Task objective: Could you filter the records below and keep only the lines with the word "FeatureMap"?

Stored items

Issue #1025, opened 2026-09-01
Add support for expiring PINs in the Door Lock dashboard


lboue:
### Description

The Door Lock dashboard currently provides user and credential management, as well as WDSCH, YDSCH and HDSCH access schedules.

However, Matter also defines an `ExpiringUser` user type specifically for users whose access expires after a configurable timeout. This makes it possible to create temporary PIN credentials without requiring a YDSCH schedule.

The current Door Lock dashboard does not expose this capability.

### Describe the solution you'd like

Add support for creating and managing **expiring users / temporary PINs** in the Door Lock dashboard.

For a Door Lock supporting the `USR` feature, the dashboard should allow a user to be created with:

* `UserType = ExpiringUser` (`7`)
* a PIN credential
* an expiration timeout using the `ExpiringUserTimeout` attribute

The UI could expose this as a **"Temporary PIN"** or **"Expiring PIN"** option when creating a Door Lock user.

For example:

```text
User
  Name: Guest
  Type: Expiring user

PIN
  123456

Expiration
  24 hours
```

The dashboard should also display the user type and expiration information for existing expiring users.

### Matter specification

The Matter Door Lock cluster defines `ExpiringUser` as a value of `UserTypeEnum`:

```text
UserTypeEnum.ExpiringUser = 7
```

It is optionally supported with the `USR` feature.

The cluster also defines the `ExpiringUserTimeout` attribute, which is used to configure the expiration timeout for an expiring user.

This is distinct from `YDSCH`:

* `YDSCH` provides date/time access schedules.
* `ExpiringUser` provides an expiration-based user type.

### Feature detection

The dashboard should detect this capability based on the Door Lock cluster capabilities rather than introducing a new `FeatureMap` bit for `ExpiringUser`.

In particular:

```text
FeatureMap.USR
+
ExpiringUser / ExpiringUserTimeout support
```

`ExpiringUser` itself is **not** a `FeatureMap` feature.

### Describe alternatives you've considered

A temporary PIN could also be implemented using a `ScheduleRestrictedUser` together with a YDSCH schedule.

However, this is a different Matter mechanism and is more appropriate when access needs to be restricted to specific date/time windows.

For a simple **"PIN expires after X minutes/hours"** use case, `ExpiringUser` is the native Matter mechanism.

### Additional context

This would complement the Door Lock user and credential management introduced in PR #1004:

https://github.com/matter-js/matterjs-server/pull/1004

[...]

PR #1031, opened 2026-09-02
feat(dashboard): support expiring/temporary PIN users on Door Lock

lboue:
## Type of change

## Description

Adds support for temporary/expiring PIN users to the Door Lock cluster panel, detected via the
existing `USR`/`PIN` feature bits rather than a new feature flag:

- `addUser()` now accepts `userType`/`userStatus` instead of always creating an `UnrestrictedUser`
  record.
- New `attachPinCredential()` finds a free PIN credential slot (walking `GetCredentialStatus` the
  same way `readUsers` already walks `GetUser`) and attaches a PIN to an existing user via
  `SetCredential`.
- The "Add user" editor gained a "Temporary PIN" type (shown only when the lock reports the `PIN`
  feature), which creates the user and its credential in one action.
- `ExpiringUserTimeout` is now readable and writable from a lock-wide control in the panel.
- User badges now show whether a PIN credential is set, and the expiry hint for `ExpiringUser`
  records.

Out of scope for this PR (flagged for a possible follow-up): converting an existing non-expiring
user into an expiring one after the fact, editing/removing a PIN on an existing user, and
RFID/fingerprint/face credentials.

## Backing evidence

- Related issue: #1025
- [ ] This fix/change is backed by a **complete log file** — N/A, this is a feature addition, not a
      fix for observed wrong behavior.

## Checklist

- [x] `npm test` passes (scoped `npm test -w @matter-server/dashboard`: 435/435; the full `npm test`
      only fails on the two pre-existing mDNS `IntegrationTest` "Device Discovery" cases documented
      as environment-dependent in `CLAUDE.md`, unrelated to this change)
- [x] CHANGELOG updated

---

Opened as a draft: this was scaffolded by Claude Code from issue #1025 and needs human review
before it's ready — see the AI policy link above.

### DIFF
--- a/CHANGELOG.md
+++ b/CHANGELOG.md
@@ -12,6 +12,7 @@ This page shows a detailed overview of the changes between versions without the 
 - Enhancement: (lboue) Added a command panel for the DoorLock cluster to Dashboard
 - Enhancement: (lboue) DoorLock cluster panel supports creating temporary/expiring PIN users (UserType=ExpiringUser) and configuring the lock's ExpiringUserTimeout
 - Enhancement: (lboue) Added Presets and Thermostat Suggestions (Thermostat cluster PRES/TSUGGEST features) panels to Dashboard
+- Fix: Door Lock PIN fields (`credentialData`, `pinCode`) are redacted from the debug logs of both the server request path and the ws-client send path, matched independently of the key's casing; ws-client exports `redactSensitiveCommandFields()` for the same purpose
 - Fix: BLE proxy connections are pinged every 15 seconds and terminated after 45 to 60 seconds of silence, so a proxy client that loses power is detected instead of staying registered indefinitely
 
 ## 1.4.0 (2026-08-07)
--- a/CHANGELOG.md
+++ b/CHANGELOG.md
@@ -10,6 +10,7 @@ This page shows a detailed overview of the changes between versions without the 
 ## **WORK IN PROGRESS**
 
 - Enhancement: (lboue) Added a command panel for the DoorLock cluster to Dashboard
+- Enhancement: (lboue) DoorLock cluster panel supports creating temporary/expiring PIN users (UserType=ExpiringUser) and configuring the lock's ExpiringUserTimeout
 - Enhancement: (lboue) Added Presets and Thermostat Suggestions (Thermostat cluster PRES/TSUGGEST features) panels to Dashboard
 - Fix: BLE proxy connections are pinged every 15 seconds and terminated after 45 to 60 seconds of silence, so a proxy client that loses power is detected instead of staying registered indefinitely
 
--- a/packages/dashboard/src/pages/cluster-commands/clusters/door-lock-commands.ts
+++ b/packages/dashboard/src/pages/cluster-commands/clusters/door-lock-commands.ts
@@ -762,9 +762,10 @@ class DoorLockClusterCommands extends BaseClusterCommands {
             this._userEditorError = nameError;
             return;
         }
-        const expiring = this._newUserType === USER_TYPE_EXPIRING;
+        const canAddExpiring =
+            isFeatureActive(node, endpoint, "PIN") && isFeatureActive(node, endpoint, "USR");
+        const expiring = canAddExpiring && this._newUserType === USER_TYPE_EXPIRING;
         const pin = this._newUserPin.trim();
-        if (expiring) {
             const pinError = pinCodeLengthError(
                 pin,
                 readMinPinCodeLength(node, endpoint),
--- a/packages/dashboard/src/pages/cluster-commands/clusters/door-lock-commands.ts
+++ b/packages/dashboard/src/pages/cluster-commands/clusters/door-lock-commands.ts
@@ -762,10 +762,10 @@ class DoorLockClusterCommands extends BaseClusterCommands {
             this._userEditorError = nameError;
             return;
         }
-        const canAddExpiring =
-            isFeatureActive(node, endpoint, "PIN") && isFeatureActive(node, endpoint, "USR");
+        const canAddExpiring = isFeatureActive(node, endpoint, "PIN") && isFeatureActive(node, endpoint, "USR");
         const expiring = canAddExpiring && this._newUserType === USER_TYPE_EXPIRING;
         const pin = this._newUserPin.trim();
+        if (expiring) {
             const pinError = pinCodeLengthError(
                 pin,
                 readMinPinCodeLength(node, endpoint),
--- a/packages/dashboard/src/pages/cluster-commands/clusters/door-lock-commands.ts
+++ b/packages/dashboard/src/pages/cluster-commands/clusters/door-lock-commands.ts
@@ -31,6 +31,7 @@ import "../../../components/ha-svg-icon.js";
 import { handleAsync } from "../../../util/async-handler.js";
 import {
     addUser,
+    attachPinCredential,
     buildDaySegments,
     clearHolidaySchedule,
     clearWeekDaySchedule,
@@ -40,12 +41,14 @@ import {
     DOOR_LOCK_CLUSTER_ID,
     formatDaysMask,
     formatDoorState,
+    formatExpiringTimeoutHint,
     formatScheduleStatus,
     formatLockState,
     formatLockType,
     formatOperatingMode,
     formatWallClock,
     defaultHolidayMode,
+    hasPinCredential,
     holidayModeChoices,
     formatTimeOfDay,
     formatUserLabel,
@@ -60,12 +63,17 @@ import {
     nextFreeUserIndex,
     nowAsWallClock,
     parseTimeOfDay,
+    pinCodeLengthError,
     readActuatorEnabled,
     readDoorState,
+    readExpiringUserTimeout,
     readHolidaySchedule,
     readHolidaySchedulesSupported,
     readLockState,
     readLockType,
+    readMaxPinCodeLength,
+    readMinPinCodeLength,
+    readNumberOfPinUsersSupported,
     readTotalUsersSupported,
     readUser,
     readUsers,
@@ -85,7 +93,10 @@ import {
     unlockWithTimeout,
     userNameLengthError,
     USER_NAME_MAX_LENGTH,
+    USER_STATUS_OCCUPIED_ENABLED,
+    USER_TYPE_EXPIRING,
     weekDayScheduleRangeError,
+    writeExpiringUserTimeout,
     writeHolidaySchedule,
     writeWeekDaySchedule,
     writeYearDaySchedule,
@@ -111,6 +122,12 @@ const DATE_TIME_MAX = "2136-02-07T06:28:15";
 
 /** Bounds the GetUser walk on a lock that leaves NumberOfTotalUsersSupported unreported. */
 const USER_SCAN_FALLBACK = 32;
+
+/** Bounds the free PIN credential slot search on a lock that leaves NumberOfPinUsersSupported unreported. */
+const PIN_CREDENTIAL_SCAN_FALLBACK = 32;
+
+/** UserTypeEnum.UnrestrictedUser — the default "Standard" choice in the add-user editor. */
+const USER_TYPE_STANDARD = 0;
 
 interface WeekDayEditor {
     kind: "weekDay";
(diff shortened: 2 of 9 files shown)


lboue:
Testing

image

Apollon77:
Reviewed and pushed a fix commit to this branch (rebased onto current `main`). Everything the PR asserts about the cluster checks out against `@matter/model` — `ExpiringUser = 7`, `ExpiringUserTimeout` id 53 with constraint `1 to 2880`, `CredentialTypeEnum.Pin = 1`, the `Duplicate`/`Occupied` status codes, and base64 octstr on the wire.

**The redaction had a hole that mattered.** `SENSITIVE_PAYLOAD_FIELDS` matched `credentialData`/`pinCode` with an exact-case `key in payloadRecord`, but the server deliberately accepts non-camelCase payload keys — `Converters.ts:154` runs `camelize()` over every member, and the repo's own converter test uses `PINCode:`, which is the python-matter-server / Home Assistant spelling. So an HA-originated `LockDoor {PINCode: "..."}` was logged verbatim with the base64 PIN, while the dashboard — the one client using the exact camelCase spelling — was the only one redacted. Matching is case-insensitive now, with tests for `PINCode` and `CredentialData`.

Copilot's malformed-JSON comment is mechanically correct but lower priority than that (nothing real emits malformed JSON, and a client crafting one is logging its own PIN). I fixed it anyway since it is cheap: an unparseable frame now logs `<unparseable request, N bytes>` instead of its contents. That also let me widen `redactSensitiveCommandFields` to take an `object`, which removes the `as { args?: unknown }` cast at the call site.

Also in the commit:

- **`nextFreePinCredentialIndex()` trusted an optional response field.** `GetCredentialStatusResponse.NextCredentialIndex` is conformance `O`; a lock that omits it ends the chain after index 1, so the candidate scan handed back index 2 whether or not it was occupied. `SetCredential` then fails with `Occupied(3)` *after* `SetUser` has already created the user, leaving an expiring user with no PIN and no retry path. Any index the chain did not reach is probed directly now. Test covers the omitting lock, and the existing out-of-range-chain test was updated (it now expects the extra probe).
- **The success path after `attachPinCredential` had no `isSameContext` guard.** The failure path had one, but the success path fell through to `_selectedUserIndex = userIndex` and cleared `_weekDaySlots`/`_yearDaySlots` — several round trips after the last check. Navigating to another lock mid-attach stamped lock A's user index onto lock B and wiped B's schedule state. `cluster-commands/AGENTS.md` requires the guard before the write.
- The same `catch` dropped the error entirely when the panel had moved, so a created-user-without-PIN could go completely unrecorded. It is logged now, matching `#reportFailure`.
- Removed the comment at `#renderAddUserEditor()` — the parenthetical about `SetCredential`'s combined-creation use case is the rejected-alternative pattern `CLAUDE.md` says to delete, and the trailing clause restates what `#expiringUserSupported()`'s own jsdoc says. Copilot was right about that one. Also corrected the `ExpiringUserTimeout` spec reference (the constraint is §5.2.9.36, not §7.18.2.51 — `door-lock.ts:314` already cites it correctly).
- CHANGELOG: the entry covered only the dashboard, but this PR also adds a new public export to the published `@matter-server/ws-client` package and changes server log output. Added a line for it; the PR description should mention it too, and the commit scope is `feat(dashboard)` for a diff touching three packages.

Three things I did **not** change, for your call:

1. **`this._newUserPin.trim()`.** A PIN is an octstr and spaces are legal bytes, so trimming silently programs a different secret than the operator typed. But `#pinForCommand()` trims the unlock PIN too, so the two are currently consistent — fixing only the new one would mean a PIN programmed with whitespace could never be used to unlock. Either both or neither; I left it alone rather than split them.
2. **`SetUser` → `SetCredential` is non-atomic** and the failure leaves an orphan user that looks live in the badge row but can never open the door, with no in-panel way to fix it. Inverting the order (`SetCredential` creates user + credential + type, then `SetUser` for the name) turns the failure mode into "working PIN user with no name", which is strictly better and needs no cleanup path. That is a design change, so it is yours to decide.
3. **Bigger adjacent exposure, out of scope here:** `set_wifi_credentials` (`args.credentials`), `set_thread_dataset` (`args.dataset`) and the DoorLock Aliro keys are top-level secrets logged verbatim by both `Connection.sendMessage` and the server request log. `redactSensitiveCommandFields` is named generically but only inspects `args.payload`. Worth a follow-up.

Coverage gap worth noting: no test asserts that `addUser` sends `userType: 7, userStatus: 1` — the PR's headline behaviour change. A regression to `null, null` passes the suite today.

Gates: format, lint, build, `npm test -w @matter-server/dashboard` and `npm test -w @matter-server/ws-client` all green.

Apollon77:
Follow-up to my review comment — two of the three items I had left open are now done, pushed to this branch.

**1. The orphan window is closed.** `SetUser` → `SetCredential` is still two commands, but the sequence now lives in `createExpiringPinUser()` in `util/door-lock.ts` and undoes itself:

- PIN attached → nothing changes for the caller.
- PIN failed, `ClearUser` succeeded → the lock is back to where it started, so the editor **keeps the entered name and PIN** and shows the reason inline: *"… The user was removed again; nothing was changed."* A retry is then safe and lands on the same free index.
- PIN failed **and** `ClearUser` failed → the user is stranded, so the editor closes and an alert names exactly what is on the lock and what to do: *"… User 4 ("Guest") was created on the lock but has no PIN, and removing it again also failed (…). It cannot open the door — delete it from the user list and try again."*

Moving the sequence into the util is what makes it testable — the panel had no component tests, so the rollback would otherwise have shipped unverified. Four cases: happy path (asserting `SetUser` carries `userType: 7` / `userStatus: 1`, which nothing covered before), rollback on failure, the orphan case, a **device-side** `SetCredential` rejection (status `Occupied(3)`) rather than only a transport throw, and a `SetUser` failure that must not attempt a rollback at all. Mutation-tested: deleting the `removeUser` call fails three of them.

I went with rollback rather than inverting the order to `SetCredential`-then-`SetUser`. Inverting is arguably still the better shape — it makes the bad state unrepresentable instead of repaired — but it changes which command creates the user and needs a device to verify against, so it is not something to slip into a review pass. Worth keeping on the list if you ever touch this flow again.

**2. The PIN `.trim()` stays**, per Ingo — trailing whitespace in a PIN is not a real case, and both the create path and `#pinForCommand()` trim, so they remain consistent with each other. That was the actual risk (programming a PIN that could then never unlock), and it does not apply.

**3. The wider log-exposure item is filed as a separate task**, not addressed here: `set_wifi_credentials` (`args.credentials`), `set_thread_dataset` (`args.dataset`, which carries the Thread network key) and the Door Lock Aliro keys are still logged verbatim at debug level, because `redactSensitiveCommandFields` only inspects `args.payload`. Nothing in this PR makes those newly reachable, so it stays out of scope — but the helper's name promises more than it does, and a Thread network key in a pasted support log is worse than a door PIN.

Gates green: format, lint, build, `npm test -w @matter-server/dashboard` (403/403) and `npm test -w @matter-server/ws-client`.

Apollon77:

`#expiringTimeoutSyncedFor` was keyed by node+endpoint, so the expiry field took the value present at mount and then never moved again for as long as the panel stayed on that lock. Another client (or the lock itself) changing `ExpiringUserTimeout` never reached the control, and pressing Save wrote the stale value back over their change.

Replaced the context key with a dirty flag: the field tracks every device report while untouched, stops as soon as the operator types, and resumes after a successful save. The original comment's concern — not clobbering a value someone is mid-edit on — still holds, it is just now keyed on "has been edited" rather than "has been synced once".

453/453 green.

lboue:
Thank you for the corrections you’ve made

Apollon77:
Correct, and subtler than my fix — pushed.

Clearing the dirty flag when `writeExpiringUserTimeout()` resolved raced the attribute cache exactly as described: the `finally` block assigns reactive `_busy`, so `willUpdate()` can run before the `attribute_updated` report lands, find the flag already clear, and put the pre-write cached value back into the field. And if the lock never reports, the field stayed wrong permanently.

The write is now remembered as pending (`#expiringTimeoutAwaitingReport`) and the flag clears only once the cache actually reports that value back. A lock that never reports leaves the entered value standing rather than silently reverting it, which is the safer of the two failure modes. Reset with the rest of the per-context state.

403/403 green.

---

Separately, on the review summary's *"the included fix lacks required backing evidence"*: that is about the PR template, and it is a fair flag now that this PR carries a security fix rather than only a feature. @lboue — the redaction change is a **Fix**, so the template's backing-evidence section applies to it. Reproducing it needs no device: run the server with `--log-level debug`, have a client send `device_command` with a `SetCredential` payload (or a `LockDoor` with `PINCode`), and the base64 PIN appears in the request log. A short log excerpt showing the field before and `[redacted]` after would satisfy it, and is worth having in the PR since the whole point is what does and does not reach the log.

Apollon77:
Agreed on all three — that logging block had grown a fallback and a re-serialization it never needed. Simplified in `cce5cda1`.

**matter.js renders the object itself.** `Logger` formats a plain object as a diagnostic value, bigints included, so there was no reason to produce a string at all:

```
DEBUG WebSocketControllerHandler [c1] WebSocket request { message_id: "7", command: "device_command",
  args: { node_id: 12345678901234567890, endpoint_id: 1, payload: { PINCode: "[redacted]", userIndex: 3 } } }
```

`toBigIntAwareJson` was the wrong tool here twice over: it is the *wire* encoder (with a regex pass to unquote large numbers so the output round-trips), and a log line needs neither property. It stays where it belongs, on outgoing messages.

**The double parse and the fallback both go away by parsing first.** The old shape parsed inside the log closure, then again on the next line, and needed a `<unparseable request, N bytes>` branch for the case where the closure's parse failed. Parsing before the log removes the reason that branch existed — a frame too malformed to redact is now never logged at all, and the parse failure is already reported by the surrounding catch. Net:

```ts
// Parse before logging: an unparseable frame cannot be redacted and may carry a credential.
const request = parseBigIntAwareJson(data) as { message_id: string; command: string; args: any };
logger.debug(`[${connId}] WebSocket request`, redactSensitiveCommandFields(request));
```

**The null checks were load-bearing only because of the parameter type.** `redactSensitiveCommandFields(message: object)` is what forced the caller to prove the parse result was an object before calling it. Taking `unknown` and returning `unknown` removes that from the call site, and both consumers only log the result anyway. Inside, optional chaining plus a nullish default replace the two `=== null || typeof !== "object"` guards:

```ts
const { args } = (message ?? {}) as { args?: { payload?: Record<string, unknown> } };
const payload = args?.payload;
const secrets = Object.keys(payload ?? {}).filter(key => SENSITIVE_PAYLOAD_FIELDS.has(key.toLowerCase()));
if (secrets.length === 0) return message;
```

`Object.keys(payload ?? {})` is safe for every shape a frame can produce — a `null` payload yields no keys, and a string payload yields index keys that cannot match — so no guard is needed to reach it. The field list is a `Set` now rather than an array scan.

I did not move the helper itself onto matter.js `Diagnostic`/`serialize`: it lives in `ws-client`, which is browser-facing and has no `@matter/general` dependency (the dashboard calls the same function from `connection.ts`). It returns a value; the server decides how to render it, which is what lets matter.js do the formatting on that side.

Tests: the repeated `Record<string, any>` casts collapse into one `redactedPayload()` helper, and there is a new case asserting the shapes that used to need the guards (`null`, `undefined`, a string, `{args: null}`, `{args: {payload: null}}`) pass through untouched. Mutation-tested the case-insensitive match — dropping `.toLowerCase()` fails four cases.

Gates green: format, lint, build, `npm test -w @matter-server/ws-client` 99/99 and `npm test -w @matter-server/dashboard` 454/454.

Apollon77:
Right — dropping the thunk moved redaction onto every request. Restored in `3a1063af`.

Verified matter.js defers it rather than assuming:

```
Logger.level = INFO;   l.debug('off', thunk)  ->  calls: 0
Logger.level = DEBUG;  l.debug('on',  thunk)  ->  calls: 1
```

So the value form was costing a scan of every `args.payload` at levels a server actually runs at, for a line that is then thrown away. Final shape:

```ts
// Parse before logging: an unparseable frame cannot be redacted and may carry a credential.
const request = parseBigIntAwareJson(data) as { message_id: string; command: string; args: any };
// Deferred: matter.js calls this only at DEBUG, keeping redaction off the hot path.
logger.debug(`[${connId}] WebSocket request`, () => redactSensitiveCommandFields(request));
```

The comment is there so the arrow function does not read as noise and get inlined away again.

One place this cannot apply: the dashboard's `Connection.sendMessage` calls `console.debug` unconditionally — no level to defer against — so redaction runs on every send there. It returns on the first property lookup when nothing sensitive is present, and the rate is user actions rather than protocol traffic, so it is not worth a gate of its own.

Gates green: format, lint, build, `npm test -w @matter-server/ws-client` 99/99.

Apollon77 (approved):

Exercise answer:
The dashboard should detect this capability based on the Door Lock cluster capabilities rather than introducing a new `FeatureMap` bit for `ExpiringUser`.
FeatureMap.USR
`ExpiringUser` itself is **not** a `FeatureMap` feature.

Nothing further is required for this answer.